▸ **Problem statement**:
Filter these entries, keeping only lines that hold the word "Remove".

▸ **Records shown**:

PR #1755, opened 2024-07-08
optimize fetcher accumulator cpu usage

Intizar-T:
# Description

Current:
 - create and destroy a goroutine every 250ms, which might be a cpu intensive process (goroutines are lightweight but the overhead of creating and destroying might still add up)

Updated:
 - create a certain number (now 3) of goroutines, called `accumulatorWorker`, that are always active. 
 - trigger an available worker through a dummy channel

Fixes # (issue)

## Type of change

...

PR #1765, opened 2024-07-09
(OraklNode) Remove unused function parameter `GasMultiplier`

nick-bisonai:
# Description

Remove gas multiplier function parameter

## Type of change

▸ **Result of the exercise**:
(OraklNode) Remove unused function parameter `GasMultiplier`
Remove gas multiplier function parameter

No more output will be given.